The European hegemony, and by that I mean those countries that eschew the Anglo Saxon principles of free markets and flexibility of employment, faces a decade of civil, political and economic chaos; as the economic reality of the global economy hits home.
The critical issues facing Euroland include:
The overvalued Euro.
The lack of mobility of labour between member states, due to language and bureaucratic barriers.
The excessively high interest rates being maintained by the unelected, and unaccountable, members of the ECB.
The self delusion of the occupants of Euroland with regard to their overpaying themselves, relative to the rest of the world, in terms of salary, benefits and pensions.
These issues, unchecked, will have the following consequences:
Investment from the rest of the world will decline; as companies seek more flexible, business friendly economies to invest in.
The overvalued Euro will suck in imports and suppress exports; further eroding the job market, and standard of living of Euroland.
The high interest rates will cause the European economies to stagnate, causing job losses and reduced tax revenues.

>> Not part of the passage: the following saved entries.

PR #8879, opened 2024-03-04
refactor(progress): update token pattern

Elijbet:
**Related Issue:** #7180

## Summary
Update component tokens with fallbacks and add stories.

### DIFF
--- a/packages/calcite-components/src/components/input/input.scss
+++ b/packages/calcite-components/src/components/input/input.scss
@@ -18,10 +18,18 @@
  * @prop --calcite-input-placeholder-text-color: defines the color of placeholder text in the component.
  * @prop --calcite-input-prefix-background-color: defines the background color of the prefix sub-component.
  * @prop --calcite-input-prefix-text-color:  defines the text color of the prefix sub-component.
+ * @prop --calcite-progress-background-color: Defines the background color of the progress sub-component.
+ * @prop --calcite-progress-fill-color: Defines the background color of the progress sub-component bar.
+ * @prop --calcite-progress-text-color: Defines the text color of the progress sub-component. 
  * @prop --calcite-input-suffix-background-color:  defines the background color of the suffix sub-component.
  * @prop --calcite-input-suffix-text-color:  defines the text color of the suffix sub-component.
  * @prop --calcite-input-text-color: defines the text color of the component.
  *
  */
 
+calcite-progress {
+  --calcite-progress-background-color: var(--calcite-input-progress-background-color);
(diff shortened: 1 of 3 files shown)


alisonailea (approved):
🚀 Looks good!

packages/calcite-components/src/components/input/input.scss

The level of salaries and benefits, which are unsustainable, will be forcibly corrected; either by cuts in salary/benefits or job losses.
There will be a knee jerk reaction to non Euroland products, ideas and capital flows; causing a rise in protectionism, and the consequential worsening of the Euroland economy.
The downturn in the Euroland economy will see a rise in racism and attacks on “non Euro” residents.
The situation that Euroland faces, with respect to its rigid inflexible working practices and economic stagnation, is similar to the situation that the UK faced in the 1970’s. The corrective actions effectuated by Margaret Thatcher, and her cabinet, in the 1980’s gave the British economy the flexibility and strength that it needed to survive the economic globalisation of the 21st century.
However, the changes pushed through the British economy in the 1980’s came at a very high price; with job losses in the traditional heavy industries and significant social unrest. The UK, as a society, managed to navigate its way through this period of social upheaval by being fortunate enough to have a Prime Minister and cabinet that had the clarity of vision and strength of purpose to maintain a course of action that they believed to be right.
Euroland, in my opinion, does not have access to such a leader; nor indeed do its political parties have the backbone to present to their voters the unpalatable truth about the situation that they are facing.
The result will be an inevitable economic decline, with Europe spiralling into a decade of social, political and economic chaos. The straws in the wind are already evident; with yet another air traffic controllers strike in France, and the recent demonstrations in Germany and France about public sector benefits and pensions.
My advice to the UK is to avoid further integration with Euroland, as the UK will only be sucked into this impending chaos.